● **What is being asked**:
Look through the data below for the string "object", and copy every line where it turns up.

● **Input data**:
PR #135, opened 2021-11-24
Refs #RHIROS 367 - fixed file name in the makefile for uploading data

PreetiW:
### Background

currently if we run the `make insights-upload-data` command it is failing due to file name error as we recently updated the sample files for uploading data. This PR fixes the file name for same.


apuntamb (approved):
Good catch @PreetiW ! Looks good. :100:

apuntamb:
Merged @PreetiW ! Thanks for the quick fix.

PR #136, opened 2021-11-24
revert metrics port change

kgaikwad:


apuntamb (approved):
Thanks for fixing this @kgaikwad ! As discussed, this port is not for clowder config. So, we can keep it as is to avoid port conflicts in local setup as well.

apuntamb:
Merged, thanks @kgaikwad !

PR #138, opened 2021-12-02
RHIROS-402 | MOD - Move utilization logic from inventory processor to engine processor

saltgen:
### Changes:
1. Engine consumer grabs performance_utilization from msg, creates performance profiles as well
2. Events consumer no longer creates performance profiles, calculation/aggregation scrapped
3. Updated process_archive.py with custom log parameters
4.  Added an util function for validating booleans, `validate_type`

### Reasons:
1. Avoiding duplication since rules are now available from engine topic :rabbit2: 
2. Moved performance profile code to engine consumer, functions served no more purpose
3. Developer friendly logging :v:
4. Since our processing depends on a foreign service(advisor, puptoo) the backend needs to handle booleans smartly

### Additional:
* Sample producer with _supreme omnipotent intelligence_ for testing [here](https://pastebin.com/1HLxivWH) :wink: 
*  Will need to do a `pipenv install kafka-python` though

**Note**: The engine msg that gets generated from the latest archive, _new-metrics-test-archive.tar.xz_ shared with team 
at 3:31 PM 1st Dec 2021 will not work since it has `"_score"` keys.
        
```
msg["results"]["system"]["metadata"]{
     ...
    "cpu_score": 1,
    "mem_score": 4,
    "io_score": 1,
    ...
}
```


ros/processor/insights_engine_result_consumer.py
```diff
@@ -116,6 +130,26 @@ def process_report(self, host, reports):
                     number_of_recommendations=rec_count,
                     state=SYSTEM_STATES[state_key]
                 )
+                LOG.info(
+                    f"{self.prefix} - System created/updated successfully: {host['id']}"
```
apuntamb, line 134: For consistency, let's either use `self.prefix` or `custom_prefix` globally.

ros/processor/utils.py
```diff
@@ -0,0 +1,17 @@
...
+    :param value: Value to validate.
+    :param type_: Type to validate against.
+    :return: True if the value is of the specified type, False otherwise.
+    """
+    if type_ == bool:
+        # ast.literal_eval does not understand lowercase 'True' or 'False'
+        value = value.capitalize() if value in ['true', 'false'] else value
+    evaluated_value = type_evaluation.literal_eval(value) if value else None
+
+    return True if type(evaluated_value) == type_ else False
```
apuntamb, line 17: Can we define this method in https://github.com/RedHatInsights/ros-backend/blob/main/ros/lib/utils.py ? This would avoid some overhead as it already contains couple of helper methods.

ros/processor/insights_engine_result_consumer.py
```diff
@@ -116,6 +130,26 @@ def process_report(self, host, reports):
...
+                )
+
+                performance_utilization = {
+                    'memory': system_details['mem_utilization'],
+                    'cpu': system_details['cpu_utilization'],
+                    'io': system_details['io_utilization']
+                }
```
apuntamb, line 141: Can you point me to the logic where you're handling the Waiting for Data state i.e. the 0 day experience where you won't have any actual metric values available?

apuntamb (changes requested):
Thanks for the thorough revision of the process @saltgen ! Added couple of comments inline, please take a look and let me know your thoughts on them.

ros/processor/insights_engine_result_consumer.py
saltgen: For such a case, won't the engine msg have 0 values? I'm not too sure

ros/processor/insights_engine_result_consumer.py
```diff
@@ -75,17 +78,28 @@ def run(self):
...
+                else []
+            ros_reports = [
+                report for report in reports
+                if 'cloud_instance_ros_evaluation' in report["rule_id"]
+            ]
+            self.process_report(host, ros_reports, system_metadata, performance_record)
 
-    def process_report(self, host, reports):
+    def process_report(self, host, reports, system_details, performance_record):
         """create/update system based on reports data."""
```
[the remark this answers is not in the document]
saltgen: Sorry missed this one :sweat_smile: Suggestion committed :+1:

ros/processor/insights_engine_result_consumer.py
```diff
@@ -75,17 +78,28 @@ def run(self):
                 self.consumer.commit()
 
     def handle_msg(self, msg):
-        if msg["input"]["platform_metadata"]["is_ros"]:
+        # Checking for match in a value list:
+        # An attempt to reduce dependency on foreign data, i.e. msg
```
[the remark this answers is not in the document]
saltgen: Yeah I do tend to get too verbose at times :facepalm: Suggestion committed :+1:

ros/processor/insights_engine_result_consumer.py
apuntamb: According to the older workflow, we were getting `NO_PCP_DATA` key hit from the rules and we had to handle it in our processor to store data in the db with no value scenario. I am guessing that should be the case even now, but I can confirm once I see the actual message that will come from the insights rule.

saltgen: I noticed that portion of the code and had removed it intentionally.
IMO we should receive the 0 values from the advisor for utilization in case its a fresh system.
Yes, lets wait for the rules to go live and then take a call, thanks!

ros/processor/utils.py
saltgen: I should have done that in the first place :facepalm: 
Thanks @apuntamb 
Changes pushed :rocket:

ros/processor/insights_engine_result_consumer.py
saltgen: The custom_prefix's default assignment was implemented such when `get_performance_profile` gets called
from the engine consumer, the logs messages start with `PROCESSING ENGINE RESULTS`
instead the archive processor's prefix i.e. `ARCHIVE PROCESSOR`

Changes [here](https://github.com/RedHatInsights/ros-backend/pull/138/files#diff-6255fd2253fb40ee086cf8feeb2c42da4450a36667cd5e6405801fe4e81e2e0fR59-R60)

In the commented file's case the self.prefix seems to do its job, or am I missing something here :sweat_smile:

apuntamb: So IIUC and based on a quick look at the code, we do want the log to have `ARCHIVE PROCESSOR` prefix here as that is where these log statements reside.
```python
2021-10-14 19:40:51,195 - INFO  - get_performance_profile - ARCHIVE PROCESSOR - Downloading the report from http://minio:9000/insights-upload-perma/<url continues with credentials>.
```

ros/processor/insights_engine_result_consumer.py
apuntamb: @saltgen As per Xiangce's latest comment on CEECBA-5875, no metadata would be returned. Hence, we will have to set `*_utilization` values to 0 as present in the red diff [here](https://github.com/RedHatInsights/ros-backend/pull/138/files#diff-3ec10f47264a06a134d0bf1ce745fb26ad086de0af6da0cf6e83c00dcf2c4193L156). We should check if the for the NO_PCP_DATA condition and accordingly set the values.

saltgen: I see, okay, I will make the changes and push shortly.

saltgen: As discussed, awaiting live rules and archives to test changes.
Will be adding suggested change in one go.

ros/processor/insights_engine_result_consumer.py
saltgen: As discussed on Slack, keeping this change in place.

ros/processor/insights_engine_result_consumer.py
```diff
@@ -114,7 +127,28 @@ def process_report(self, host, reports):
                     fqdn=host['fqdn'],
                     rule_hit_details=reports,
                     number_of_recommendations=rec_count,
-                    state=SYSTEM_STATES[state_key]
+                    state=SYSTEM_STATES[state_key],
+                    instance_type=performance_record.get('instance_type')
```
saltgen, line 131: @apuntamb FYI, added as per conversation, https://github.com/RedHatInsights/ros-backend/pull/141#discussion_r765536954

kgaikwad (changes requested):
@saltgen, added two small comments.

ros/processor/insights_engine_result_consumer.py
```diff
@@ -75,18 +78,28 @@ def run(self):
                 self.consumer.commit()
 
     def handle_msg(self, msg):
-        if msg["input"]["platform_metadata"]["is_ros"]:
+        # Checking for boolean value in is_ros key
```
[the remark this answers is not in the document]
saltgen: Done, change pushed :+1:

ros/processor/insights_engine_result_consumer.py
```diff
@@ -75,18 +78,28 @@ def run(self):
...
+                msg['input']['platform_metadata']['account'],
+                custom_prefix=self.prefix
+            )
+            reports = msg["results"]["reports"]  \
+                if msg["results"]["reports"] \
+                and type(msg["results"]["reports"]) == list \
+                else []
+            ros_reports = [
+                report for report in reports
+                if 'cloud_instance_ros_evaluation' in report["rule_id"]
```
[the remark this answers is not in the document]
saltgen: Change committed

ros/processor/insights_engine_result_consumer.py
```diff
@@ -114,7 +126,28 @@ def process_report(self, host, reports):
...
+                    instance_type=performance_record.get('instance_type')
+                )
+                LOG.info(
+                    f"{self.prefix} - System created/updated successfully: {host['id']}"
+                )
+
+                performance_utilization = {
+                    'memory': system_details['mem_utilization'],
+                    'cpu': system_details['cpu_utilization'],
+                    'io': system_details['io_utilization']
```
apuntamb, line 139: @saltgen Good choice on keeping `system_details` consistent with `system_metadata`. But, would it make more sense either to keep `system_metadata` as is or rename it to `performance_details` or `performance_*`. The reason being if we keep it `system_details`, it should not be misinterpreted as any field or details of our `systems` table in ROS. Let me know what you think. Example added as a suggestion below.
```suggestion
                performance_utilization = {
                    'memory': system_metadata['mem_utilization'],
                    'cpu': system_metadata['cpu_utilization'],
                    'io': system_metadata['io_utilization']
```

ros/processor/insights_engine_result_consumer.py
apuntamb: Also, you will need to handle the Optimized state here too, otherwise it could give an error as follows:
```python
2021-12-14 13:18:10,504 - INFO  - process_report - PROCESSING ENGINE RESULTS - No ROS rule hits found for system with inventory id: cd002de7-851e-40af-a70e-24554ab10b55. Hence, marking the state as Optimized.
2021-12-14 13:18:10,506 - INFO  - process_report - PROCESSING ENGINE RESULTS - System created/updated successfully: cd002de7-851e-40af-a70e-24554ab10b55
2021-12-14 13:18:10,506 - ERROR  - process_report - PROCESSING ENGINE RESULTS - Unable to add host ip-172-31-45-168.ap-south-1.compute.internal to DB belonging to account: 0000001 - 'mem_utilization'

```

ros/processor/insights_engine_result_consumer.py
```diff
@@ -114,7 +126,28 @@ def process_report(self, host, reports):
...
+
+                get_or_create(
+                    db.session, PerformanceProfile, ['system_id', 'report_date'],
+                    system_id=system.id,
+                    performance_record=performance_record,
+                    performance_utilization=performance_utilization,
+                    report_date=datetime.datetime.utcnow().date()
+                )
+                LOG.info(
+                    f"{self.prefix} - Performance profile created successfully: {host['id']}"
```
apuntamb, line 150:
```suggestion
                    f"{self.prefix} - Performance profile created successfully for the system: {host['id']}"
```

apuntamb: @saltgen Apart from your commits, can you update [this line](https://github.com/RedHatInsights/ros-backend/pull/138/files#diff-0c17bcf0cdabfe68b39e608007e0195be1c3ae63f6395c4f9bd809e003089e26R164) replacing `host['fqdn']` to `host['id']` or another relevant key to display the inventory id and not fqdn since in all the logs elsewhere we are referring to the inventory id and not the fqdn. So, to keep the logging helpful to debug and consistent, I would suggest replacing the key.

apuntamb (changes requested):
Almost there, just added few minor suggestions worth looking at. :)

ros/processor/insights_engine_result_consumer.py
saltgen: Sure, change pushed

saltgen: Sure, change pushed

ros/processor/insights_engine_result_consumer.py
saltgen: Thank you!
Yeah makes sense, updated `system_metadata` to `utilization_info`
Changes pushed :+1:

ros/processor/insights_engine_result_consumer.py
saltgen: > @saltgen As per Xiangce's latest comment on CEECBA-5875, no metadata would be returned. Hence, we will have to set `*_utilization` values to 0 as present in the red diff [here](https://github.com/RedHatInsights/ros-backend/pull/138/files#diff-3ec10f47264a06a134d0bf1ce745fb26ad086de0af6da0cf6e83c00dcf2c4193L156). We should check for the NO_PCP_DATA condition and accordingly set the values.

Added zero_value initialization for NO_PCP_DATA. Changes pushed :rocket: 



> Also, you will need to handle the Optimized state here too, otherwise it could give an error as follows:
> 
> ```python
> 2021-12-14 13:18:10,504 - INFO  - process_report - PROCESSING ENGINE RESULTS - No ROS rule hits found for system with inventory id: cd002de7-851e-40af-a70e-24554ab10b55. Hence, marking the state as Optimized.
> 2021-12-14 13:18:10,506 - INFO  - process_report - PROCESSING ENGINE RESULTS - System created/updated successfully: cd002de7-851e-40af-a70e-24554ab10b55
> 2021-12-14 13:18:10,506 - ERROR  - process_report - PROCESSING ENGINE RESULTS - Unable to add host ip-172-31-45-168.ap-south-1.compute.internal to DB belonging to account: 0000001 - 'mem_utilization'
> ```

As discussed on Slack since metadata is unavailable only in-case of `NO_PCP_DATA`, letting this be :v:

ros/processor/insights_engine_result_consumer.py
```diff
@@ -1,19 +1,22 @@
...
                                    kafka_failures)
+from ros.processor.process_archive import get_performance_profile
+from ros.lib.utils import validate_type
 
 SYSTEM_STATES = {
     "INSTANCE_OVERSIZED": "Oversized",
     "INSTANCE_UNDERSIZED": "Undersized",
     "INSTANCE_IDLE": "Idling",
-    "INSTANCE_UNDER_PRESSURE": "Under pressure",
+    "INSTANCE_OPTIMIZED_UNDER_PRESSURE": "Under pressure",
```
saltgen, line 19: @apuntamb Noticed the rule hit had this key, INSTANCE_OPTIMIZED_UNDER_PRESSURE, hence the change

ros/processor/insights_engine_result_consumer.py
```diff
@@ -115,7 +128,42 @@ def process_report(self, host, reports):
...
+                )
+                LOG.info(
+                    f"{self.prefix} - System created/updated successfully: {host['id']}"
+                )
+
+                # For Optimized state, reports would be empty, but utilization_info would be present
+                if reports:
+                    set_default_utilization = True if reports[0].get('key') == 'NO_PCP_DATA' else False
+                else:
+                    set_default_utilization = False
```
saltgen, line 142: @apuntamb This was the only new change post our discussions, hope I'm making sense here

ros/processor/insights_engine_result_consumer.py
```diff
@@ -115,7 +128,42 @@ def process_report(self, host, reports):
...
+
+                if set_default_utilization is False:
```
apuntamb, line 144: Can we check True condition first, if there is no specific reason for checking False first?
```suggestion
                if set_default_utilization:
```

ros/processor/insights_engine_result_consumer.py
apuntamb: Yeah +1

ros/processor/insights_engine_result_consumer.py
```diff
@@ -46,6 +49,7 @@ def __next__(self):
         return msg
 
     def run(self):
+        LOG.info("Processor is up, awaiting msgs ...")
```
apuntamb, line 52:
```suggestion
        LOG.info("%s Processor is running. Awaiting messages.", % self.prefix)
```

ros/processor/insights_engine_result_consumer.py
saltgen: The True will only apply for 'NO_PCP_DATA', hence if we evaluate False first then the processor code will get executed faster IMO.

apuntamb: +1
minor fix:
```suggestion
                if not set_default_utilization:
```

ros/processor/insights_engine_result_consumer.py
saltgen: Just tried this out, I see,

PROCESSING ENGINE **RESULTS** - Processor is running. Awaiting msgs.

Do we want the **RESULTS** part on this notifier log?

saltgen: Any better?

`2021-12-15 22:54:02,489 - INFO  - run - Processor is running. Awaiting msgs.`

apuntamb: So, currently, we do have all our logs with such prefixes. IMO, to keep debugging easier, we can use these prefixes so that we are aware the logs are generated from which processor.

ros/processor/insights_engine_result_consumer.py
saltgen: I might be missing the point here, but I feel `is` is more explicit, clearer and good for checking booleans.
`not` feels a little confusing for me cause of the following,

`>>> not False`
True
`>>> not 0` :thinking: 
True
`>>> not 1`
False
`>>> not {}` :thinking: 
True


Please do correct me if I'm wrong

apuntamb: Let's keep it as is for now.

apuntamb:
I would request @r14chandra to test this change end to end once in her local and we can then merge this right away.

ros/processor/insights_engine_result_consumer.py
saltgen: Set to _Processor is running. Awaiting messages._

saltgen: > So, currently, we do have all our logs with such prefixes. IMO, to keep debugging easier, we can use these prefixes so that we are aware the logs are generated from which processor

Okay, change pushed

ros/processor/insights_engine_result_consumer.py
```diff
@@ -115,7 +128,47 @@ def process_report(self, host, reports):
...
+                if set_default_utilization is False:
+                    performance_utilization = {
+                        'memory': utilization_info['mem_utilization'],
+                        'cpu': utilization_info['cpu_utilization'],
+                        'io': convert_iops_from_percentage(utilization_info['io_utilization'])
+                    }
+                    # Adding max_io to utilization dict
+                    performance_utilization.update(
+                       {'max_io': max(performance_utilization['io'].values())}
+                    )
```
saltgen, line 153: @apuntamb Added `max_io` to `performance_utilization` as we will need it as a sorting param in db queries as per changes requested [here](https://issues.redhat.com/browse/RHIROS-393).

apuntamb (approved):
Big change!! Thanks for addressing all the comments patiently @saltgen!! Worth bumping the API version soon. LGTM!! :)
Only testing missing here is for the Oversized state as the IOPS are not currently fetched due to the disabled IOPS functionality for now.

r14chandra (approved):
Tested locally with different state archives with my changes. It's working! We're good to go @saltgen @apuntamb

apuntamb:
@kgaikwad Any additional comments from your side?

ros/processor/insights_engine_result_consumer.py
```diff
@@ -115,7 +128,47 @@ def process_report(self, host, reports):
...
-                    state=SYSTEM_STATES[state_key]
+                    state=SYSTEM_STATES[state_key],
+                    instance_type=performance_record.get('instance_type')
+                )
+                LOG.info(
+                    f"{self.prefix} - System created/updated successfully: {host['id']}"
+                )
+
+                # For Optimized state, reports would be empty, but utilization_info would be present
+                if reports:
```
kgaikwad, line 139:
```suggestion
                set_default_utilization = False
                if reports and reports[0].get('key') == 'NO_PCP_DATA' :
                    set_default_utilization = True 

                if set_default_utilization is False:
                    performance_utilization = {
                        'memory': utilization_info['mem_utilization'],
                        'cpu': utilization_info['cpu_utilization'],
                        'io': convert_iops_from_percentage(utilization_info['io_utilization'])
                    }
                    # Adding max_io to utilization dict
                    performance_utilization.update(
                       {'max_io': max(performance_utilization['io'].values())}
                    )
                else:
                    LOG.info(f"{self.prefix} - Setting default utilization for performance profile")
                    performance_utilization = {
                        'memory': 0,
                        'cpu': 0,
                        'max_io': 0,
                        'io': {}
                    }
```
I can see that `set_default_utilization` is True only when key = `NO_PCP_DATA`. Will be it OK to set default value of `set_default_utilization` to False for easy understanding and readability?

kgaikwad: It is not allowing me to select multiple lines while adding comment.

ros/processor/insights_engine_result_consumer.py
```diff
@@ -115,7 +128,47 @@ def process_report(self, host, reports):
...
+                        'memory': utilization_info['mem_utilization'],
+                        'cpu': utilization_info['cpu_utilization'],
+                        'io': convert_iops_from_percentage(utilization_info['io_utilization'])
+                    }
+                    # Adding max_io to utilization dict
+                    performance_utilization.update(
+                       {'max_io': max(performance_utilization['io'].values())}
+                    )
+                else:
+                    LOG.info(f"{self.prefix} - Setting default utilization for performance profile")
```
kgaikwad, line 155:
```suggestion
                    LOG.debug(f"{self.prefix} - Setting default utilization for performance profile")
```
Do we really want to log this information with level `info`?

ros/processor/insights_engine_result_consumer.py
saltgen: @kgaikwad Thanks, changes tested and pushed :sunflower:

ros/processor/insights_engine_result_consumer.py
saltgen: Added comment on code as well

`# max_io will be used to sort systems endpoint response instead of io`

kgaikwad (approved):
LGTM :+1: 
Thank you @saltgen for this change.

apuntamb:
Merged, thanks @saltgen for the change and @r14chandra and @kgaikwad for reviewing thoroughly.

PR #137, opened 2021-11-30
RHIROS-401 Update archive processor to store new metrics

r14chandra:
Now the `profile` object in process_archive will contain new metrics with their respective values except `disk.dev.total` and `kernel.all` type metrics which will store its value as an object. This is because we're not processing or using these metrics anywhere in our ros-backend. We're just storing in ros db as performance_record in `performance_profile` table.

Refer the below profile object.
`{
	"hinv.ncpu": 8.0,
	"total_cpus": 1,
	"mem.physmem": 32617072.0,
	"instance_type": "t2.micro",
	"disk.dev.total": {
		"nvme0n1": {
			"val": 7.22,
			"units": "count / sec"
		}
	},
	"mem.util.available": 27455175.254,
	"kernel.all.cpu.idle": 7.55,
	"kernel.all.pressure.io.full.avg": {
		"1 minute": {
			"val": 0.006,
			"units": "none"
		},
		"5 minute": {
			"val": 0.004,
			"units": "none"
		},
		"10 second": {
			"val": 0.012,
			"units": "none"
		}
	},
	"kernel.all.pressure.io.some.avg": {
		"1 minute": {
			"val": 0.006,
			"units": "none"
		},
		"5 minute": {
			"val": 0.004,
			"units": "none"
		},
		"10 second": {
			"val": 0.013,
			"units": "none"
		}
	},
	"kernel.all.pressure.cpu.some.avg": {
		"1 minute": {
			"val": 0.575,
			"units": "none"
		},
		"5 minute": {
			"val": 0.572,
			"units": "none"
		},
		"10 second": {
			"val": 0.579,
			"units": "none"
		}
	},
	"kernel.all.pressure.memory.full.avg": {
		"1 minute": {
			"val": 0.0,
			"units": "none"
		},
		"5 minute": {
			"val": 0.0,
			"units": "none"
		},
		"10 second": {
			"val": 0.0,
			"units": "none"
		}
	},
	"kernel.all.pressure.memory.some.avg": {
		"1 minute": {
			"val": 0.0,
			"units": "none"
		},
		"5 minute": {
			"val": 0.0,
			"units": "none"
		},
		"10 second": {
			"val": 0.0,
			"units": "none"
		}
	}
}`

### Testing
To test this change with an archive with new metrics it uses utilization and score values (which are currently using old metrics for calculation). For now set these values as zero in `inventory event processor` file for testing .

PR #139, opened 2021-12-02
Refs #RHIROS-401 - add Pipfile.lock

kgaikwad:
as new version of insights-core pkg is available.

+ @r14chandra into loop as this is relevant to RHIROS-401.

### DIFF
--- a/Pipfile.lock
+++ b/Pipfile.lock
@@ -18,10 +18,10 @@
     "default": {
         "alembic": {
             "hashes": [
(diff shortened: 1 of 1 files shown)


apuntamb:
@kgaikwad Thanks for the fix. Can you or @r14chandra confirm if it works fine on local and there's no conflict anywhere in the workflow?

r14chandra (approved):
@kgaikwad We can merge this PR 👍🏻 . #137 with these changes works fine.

● **Output for this exercise**:
Now the `profile` object in process_archive will contain new metrics with their respective values except `disk.dev.total` and `kernel.all` type metrics which will store its value as an object. This is because we're not processing or using these metrics anywhere in our ros-backend. We're just storing in ros db as performance_record in `performance_profile` table.
Refer the below profile object.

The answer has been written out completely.